We investigated the potential role of cingulum and uncinate fasciculus integrity in trauma-related neural hypervigilance, indexed by less discrimination between amygdala activation to novel and familiar affective images.

Participants

22 women (mean age 21.7 ± 3.9 years) with a history of trauma, and 20 no-trauma controls (mean age 21.9 ± 4.8 years).

Measures

Trauma exposure and trauma-related symptoms were assessed during structured clinical interview. White matter integrity in the anterior cingulum, parahippocampal cingulum, and uncinate fasciculus was measured using diffusion weighted imaging. Amygdala response to novel and familiar affective scenes was measured with functional magnetic resonance imaging.

Results

Trauma-exposed women showed less discrimination between novel and familiar negative images in the amygdala compared to no-trauma controls. In trauma-exposed women, less amygdala discrimination between novel and familiar affective images was associated with less structural integrity in the anterior cingulum, but was not associated with structural integrity of the parahippocampal cingulum or the uncinate fasciculus.

Conclusions

The anterior cingulum might play an important role in impaired novelty discrimination for affective information in the amygdala. This impairment is potentially driven by inefficient habituation and could contribute to persistent behavioral hypervigilance following trauma exposure.

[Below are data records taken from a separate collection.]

PR #1487, opened 2023-10-09
fix: render nested properties in auto-grid

sissbruecker:
Fixes rendering of nested properties when using auto-grid specific renderers.

### DIFF
--- a/packages/ts/react-grid/test/autogrid.spec.tsx
+++ b/packages/ts/react-grid/test/autogrid.spec.tsx
@@ -52,6 +52,7 @@ describe('@hilla/react-grid', () => {
   function TestAutoGridNoHeaderFilters(customProps: Partial<AutoGridProps<Person>>) {
     return <AutoGrid service={personService()} model={PersonModel} noHeaderFilters {...customProps}></AutoGrid>;
   }
+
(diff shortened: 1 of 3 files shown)


packages/ts/react-grid/test/autogrid.spec.tsx
```diff
@@ -467,5 +468,30 @@ describe('@hilla/react-grid', () => {
...
+    });
+
+    it('renders nested booleans as icons', () => {
+      const vip = getBodyCellContent(grid, 0, 9).querySelector('vaadin-icon')!;
+      expect(vip.icon).to.equal('lumo:checkmark');
+      const notVip = getBodyCellContent(grid, 1, 9).querySelector('vaadin-icon')!;
+      expect(notVip.icon).to.equal('lumo:minus');
+    });
+
+    it('renders java.util.Date as right aligned', () => {
```
taefi, line 491: It is a minor comment, but we support LocalDate and not `java.util.Date` at the moment.

taefi (approved):

packages/ts/react-grid/test/autogrid.spec.tsx
sissbruecker: Discussed this, and `java.util.Date` is currently lacking support for filtering. Will add this in a separate PR.

PR #1489, opened 2023-10-09
reactor(react-grid): rename filter prop to experimentalFilter

platosha:


packages/ts/react-grid/test/autogrid.spec.tsx
sissbruecker, line 1: There's also two integration tests using the property:
- `ReadOnlyGridOrFilter.tsx`
- `ReadOnlyGridSinglePropertyFilter.tsx`

sissbruecker (approved):

Issue #1509, opened 2023-10-10
[autogrid][dx] Enable multi-column sorting


taefi:
### Describe your motivation

Having the multi-column sorting enabled by default is a nice feature to have.
Then, there could be a way to disable sorting completely, or fall back to single column sorting based on developer discretion.

tarekoraby:
I think @sissbruecker's [argument against enabling multi-sorting by default ](https://github.com/vaadin/hilla/pull/1510#issue-1936237905) makes sense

Keywords: Cingulum, White matter, Amygdala, Hypervigilance, Diffusion imaging, Trauma

Highlights

  • Trauma-exposed women showed impaired amygdala novelty discrimination for negative images.

  • Less novelty discrimination in the amygdala was associated with less anterior cingulum integrity.

  • The anterior cingulum might play a role in trauma-related behavioral hypervigilance.

1. Introduction

Exposure to traumatic events can lead to lasting changes in how people respond to affective information in the environment. Many trauma survivors experience chronic hypervigilance, which behaviorally and physiologically is a state of elevated arousal, increased alertness, and constant visual scanning of the surroundings for potential threat (e.g., Dalgleish et al., 2001, Kimble et al., 2010). Hypervigilance can cause significant distress, impair functioning by reducing the attentional resources to focus on the task at hand, and contribute to the maintenance or onset of other symptoms of posttraumatic stress disorder (PTSD) such as re-experiencing and avoidance (e.g., Chemtob et al., 1988, Constans, 2005). Previous neuroimaging work has suggested that abnormal amygdala activation to salient affective information (e.g., Etkin and Wager, 2007, Yoon and Weierich, 2016) and diminished cognitive control by the medial prefrontal cortex (e.g., Bishop et al., 2004) underlie such a hypervigilant state. However, affective and cognitive processes depend on the organization and functional coordination of interconnected brain regions, rather than isolated neural activity. Although a number of studies have investigated variations in the structural connectivity of affective brain regions in trauma-exposed people (e.g., Daniels et al., 2013), as well as beginning to integrate structural and functional connectivity (e.g., Fani et al., 2016), the potential relation between white matter structure and a neural signature of behavioral hypervigilance is still unknown. Taking a multi-method approach that combines structural and functional neuroimaging, we tested a more comprehensive neural model of trauma-related hypervigilance, or over-alertness for threat in the absence of threat.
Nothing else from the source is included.